* [Problem]:
From the entries below, pull out each line where "iptables" appears.

───── Data for analysis ─────

PR #220, opened 2025-08-22
fix: fix the resource change bug

zhiying-lin:

only trigger the ns scoped resource when the CRP is selecting it in the status or the spec selects the resource.

Fixes #

I have:

### DIFF
--- a/pkg/controllers/resourcechange/resourcechange_controller.go
+++ b/pkg/controllers/resourcechange/resourcechange_controller.go
@@ -436,7 +436,7 @@ func collectAllAffectedPlacementsV1Beta1(key keys.ClusterWideKey, res *unstructu
 			// For the clusterResourcePlacement, we skip the namespace scoped resources if the placement is cluster scoped.
 			if key.Namespace != "" && isSelectNamespaceOnly(selector) && placement.GetNamespace() == "" {
 				// If the selector is namespace only, we skip the namespace scoped resources.
-				klog.V(2).InfoS("Skipping namespace scoped resource for namespace only selector", "obj", klog.KRef(res.GetNamespace(), res.GetName()), "selector", selector, "placement", klog.KObj(placement))
+				klog.V(2).InfoS("Skipping namespace scoped resource for namespace only selector", "key", key, "obj", klog.KRef(res.GetNamespace(), res.GetName()), "selector", selector, "placement", klog.KObj(placement))
 				continue
 			}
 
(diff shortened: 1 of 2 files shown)


pkg/controllers/resourcechange/resourcechange_controller.go
```diff
@@ -433,7 +434,7 @@ func collectAllAffectedPlacementsV1Beta1(isClusterScoped bool, res *unstructured
 		// will validate the resource placement's namespace matches the resource's namespace.
 		for _, selector := range placement.GetPlacementSpec().ResourceSelectors {
 			// For the clusterResourcePlacement, we skip the namespace scoped resources if the placement is cluster scoped.
-			if !isClusterScoped && isSelectNamespaceOnly(selector) && placement.GetNamespace() == "" {
+			if key.Namespace != "" && isSelectNamespaceOnly(selector) && placement.GetNamespace() == "" {
 				// If the selector is namespace only, we skip the namespace scoped resources.
 				klog.V(2).InfoS("Skipping namespace scoped resource for namespace only selector", "obj", klog.KRef(res.GetNamespace(), res.GetName()), "selector", selector, "placement", klog.KObj(placement))
```
jwtty: This line of log should refer the key.

pkg/controllers/resourcechange/resourcechange_controller_test.go
```diff
@@ -671,20 +671,41 @@ func TestCollectAllAffectedPlacementsV1Beta1_ClusterResourcePlacement(t *testing
...
-			Name: "test-nameSpace",
+			Name: "test-namespace",
 			Labels: map[string]string{
 				"region":  rand.String(10),
 				"version": rand.String(4),
 			},
 		},
 	}
+
+	// Common ResourceIdentifier for Namespace tests (cluster-scoped)
```
ryanzhang-oss, line 682: Where is the test case for the namespaceOnly CRP that should not match the resource?

zhiying-lin: existing test, "Skip a placement with selecting ns only"

ryanzhang-oss: I don't get it, if a test already exists then how come it passed?  I was looking for changes in the existing tests to catch the bug but all I see is just addin a key.

zhiying-lin: The bug is in where we compare the resource with the status. Before, we used the ns so any namespace scoped resource will match with the ns only CRP. Now, i changed to use the original key for the namespace scoped resource.

These kind of tests were missing in the original UT.

zhiying-lin: or you're talking about, adding a test case for the namespaceOnly CRP that should not match the resource in the status?

PR #223, opened 2025-08-22
fix: fix msi client used by refresh-token to not reuse tcp connection

nibooy:

Fix msi client used by refresh-token to not reuse tcp connection to prevent race condition where a tcp connection is established and continues being used before a side car inserts an iptables rule to intercepts the calls.

Fixes #

I have:

### DIFF
--- a/pkg/authtoken/providers/azure/azure_msi.go
+++ b/pkg/authtoken/providers/azure/azure_msi.go
@@ -18,6 +18,7 @@ package azure
 import (
 	"context"
 	"fmt"
+	"net/http"
 
 	"github.com/Azure/azure-sdk-for-go/sdk/azcore"
 	"github.com/Azure/azure-sdk-for-go/sdk/azcore/policy"
@@ -50,7 +51,25 @@ func New(clientID, scope string) authtoken.Provider {
 // FetchToken gets a new token to make request to the associated fleet' hub cluster.
 func (a *AuthTokenProvider) FetchToken(ctx context.Context) (authtoken.AuthToken, error) {
 	token := authtoken.AuthToken{}
-	opts := &azidentity.ManagedIdentityCredentialOptions{ID: azidentity.ClientID(a.ClientID)}
+	opts := &azidentity.ManagedIdentityCredentialOptions{
+		// We may race at startup with a sidecar which inserts an iptables rule
+		// to intercept IMDS calls.  If we get here before such an iptables rule
+		// is inserted, we will inadvertently connect to real IMDS, which won't
+		// be able to service our request.  IMDS does not set 'Connection:
+		// close' on 400 errors.  Default Go HTTP client behavior will keep the
+		// underlying TCP connection open for re-use, unaffected by iptables,
+		// causing all further requests to continue to be sent to real IMDS and
+		// fail.  Use a separate HTTP client for IMDS calls, where connection
+		// re-use is disabled.
+		ClientOptions: azcore.ClientOptions{
+			Transport: &http.Client{
+				Transport: &http.Transport{
+					DisableKeepAlives: true,
+				},
+			},
+		},
+		ID: azidentity.ClientID(a.ClientID),
+	}
 
 	klog.V(2).InfoS("FetchToken", "client ID", a.ClientID)
 	credential, err := azidentity.NewManagedIdentityCredential(opts)


jim-minter (dismissed):
LGTM

pkg/authtoken/providers/azure/azure_msi.go
```diff
@@ -50,7 +51,25 @@ func New(clientID, scope string) authtoken.Provider {
 // FetchToken gets a new token to make request to the associated fleet' hub cluster.
 func (a *AuthTokenProvider) FetchToken(ctx context.Context) (authtoken.AuthToken, error) {
 	token := authtoken.AuthToken{}
-	opts := &azidentity.ManagedIdentityCredentialOptions{ID: azidentity.ClientID(a.ClientID)}
+	opts := &azidentity.ManagedIdentityCredentialOptions{
+		// We may race at startup with a sidecar which inserts an iptables rule
```
ryanzhang-oss: can we move the msi-adapter to init container?

ryanzhang-oss (dismissed):

pkg/authtoken/providers/azure/azure_msi.go
zhiying-lin: echo what ryan commented, is it possible to solve this issue by making sure the sidecar order? disabling reusing connections means overhead of the connection establishment, slow start, long latency, more server load.

nibooy:
> is there anyway to verify this works?

@ryanzhang-oss, We verified the end-to-end process by testing the fleet member join with a new refresh-token image that has the change. 

Before the fix, we saw occasional join failures due to the msi-adapter losing the race to refresh-token and iptables rule not being set up before refresh-token establishes connection.

After the fix, 6/6 member joins were successful. We also checked that the packet count on the iptables rule (Chain aad-metadata) added by the adapter was incremented (1). 

packet

pkg/authtoken/providers/azure/azure_msi.go
nibooy: I understand your concern. AFAIK, we can't just change the existing msi-adapter image to an init container. We would need to move just the logic of the msi-adapter that adds the iptables rule to the init container and keep rest of the logic that serves the token requests as a regular sidecar.

This requires changes in the source code of both AKS and Arc's msi-adapter. I can start a discussion to get momentum on this, but I think it will take a while to be delivered since it is an image used by many teams. 

What are your thoughts on merging this fix first to fix the flakiness for Arc delivery in the short term while we work on the long term change on the msi-adapter?

pkg/authtoken/providers/azure/azure_msi.go
```diff
@@ -50,7 +51,25 @@ func New(clientID, scope string) authtoken.Provider {
...
+		// be able to service our request.  IMDS does not set 'Connection:
+		// close' on 400 errors.  Default Go HTTP client behavior will keep the
+		// underlying TCP connection open for re-use, unaffected by iptables,
+		// causing all further requests to continue to be sent to real IMDS and
+		// fail.  Use a separate HTTP client for IMDS calls, where connection
+		// re-use is disabled.
+		ClientOptions: azcore.ClientOptions{
+			Transport: &http.Client{
+				Transport: &http.Transport{
+					DisableKeepAlives: true,
```
jwtty: Can we try calling `transport.CloseIdleConnections()` when an err happens on line 89? So that the connection is only closed after a failed request but still can be reused when succeeding.

nibooy: Successfully tested the change and updated the PR.
Confirmed using netstat that there are just two TCP connections for the msi-adapter--the 9090 port connection is for the msi-adapter's readiness probe. 
msi

pkg/authtoken/providers/azure/azure_msi.go
```diff
@@ -50,7 +51,28 @@ func New(clientID, scope string) authtoken.Provider {
...
+	// is inserted, we will inadvertently connect to real IMDS, which won't
+	// be able to service our request.  IMDS does not set 'Connection:
+	// close' on 400 errors.  Default Go HTTP client behavior will keep the
+	// underlying TCP connection open for re-use, unaffected by iptables,
+	// causing all further requests to continue to be sent to real IMDS and
+	// fail.  Use a separate HTTP client for IMDS calls, where connection
+	// re-use is disabled.
+	httpClient := &http.Client{
+		Transport: &http.Transport{
+			DisableKeepAlives: true,
```
jwtty: I thought that if we call CloseIdleConnections below, we don't need to disable keepalives.

nibooy: Verified that CloseIdleConnections is sufficient by running join tests and updated the PR to remove DisableKeepAlives.

jwtty (approved):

─────

* [Output for this exercise]:
Fix msi client used by refresh-token to not reuse tcp connection to prevent race condition where a tcp connection is established and continues being used before a side car inserts an iptables rule to intercepts the calls.
+		// We may race at startup with a sidecar which inserts an iptables rule
+		// to intercept IMDS calls.  If we get here before such an iptables rule
+		// underlying TCP connection open for re-use, unaffected by iptables,
+		// We may race at startup with a sidecar which inserts an iptables rule
Before the fix, we saw occasional join failures due to the msi-adapter losing the race to refresh-token and iptables rule not being set up before refresh-token establishes connection.
After the fix, 6/6 member joins were successful. We also checked that the packet count on the iptables rule (Chain aad-metadata) added by the adapter was incremented (1). 
nibooy: I understand your concern. AFAIK, we can't just change the existing msi-adapter image to an init container. We would need to move just the logic of the msi-adapter that adds the iptables rule to the init container and keep rest of the logic that serves the token requests as a regular sidecar.
+		// underlying TCP connection open for re-use, unaffected by iptables,
+	// underlying TCP connection open for re-use, unaffected by iptables,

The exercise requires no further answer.